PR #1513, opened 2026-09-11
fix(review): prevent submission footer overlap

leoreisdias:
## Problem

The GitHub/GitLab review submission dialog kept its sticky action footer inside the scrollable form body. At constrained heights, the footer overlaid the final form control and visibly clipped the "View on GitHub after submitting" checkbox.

===

TASK ITEM: Transcribe the material in full, exactly as it is given.

RESULT BELOW:
PR #1513, opened 2026-09-11
fix(review): prevent submission footer overlap

leoreisdias:
## Problem

The GitHub/GitLab review submission dialog kept its sticky action footer inside the scrollable form body. At constrained heights, the footer overlaid the final form control and visibly clipped the "View on GitHub after submitting" checkbox.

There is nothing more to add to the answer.